Saved data entries
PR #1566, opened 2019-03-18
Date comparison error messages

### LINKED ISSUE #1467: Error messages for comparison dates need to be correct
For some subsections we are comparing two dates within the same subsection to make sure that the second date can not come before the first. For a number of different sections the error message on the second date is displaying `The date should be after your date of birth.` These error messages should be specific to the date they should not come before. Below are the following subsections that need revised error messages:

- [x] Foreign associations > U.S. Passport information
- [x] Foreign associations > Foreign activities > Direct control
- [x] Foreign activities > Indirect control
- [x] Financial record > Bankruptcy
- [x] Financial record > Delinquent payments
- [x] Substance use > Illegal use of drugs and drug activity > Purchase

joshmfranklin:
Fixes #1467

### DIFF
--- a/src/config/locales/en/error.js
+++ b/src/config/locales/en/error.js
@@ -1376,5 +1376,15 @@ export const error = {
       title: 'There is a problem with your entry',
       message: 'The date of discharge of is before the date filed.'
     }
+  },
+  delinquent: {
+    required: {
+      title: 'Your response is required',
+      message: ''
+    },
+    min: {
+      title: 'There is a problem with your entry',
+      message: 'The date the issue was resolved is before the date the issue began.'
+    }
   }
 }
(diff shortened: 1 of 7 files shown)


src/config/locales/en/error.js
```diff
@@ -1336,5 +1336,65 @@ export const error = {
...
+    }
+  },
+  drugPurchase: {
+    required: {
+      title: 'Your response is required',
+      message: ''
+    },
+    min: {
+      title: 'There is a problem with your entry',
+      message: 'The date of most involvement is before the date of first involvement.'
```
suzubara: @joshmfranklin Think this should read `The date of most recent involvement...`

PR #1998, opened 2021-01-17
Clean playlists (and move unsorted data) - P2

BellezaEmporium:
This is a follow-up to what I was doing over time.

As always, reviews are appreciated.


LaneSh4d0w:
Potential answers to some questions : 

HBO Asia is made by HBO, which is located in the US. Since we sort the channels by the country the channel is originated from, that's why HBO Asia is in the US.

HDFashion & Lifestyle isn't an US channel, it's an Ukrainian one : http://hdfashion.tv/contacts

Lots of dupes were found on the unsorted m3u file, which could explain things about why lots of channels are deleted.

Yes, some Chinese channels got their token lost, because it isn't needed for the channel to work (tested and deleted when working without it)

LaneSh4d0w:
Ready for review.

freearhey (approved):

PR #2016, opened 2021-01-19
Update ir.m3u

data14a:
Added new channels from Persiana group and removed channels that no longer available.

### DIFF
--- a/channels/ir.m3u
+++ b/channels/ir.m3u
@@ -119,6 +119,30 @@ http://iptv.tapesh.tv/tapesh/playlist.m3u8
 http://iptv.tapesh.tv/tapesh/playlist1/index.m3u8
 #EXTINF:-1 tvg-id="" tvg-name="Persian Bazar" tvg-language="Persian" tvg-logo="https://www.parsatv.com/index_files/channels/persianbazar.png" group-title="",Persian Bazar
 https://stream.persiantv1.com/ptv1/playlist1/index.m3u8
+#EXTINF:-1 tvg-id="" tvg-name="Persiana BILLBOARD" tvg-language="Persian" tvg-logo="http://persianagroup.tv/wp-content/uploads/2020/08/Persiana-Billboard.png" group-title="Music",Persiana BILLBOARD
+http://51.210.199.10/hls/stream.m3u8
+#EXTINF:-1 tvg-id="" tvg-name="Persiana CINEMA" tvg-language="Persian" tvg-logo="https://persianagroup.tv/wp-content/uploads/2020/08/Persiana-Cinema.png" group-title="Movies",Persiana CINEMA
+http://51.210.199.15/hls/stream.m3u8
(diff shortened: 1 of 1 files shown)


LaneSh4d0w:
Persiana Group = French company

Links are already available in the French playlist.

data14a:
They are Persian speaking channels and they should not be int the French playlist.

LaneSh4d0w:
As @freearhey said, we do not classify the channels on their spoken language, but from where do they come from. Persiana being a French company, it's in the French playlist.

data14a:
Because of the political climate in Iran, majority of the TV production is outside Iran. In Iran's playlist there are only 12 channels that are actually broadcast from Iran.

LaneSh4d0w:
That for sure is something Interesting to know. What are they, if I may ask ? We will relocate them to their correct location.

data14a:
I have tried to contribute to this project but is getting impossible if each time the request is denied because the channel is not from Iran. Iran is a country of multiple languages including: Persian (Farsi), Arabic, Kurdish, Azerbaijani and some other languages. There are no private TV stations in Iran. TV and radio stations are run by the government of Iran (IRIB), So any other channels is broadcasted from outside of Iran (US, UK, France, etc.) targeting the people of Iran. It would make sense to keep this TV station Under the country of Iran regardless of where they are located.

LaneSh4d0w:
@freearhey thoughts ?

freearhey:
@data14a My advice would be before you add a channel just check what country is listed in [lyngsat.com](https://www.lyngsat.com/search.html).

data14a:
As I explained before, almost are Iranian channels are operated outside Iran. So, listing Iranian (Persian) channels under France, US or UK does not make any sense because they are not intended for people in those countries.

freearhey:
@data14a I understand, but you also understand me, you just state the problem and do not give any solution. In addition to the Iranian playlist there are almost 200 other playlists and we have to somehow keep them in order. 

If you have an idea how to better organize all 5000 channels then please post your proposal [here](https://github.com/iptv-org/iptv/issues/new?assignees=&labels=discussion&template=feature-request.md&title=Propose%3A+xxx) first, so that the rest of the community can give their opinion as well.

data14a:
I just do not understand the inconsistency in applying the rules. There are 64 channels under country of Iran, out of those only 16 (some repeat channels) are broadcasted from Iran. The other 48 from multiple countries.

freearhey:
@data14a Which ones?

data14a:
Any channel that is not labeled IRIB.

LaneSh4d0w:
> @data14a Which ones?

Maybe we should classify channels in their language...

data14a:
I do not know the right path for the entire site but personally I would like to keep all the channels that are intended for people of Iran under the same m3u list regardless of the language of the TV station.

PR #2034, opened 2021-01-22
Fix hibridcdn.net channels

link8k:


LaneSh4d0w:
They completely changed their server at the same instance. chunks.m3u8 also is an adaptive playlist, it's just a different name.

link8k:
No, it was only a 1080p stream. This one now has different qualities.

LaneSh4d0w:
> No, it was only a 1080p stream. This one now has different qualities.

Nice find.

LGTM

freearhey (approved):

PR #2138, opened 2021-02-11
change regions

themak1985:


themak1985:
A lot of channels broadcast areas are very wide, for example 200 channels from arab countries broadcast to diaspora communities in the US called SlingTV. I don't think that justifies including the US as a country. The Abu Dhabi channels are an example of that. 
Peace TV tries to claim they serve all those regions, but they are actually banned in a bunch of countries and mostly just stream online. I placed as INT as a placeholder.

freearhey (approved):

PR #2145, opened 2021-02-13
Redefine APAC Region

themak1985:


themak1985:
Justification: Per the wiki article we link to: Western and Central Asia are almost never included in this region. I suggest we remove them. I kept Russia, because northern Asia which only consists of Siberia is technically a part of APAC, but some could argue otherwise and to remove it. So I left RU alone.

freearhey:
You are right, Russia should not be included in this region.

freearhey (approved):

* * *

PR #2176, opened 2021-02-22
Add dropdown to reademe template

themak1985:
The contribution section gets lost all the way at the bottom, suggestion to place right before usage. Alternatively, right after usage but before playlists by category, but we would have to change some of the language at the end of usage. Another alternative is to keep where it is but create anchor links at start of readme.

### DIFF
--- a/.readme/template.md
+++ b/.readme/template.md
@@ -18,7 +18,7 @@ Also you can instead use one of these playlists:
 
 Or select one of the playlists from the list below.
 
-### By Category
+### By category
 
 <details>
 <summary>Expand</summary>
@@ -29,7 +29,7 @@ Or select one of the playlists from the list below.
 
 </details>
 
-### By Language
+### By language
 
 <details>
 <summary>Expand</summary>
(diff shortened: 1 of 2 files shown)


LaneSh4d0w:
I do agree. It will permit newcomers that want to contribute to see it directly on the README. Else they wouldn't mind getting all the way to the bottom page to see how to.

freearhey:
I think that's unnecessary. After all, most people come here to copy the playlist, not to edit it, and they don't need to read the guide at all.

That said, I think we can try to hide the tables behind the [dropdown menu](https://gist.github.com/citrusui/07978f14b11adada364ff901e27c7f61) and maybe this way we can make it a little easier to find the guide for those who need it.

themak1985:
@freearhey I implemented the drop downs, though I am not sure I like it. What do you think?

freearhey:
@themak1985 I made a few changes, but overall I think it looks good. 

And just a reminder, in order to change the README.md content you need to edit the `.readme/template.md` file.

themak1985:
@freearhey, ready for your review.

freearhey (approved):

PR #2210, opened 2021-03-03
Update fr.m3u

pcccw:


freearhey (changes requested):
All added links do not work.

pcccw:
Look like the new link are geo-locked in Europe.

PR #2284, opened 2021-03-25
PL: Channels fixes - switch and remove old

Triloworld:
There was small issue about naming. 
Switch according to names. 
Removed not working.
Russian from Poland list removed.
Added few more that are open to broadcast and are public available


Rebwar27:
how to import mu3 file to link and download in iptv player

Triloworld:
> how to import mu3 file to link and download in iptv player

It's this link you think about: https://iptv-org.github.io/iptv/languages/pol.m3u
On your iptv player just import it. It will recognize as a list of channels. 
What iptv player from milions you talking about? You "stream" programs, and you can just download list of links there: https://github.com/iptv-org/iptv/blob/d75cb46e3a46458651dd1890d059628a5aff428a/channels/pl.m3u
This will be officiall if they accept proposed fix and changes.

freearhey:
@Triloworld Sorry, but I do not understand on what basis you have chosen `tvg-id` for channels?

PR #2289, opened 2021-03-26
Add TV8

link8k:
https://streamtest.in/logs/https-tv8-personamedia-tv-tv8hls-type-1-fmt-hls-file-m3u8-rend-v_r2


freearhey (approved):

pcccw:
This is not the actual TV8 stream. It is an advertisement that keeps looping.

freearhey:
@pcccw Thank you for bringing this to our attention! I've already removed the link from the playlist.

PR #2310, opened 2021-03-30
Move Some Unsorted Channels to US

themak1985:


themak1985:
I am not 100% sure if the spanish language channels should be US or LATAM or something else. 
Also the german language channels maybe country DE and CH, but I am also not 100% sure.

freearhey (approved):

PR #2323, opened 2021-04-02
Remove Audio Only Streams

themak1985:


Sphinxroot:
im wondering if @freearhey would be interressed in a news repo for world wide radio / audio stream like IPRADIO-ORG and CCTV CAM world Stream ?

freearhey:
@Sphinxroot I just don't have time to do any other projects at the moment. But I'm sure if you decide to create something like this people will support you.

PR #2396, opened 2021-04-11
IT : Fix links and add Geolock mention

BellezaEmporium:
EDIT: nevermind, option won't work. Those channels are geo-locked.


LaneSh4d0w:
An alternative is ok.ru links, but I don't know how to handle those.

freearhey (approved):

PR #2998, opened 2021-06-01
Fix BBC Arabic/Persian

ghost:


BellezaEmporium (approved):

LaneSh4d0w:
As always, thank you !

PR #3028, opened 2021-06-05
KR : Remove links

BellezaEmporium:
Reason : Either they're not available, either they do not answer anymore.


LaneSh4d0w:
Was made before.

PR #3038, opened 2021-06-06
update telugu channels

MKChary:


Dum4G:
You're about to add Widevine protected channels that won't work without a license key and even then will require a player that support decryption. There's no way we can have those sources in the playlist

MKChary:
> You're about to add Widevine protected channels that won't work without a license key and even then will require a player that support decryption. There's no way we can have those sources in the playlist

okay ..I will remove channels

- EXERCISE DIRECTIONS
Retype only this portion of the data above: the line containing "--- a/src/config/locales/en/error.js", the line containing "Potential answers to", and all lines between them, exactly.

- SOLUTION FOR THIS EXERCISE
--- a/src/config/locales/en/error.js
+++ b/src/config/locales/en/error.js
@@ -1376,5 +1376,15 @@ export const error = {
       title: 'There is a problem with your entry',
       message: 'The date of discharge of is before the date filed.'
     }
+  },
+  delinquent: {
+    required: {
+      title: 'Your response is required',
+      message: ''
+    },
+    min: {
+      title: 'There is a problem with your entry',
+      message: 'The date the issue was resolved is before the date the issue began.'
+    }
   }
 }
(diff shortened: 1 of 7 files shown)


src/config/locales/en/error.js
```diff
@@ -1336,5 +1336,65 @@ export const error = {
...
+    }
+  },
+  drugPurchase: {
+    required: {
+      title: 'Your response is required',
+      message: ''
+    },
+    min: {
+      title: 'There is a problem with your entry',
+      message: 'The date of most involvement is before the date of first involvement.'
```
suzubara: @joshmfranklin Think this should read `The date of most recent involvement...`

PR #1998, opened 2021-01-17
Clean playlists (and move unsorted data) - P2

BellezaEmporium:
This is a follow-up to what I was doing over time.

As always, reviews are appreciated.


LaneSh4d0w:
Potential answers to some questions : 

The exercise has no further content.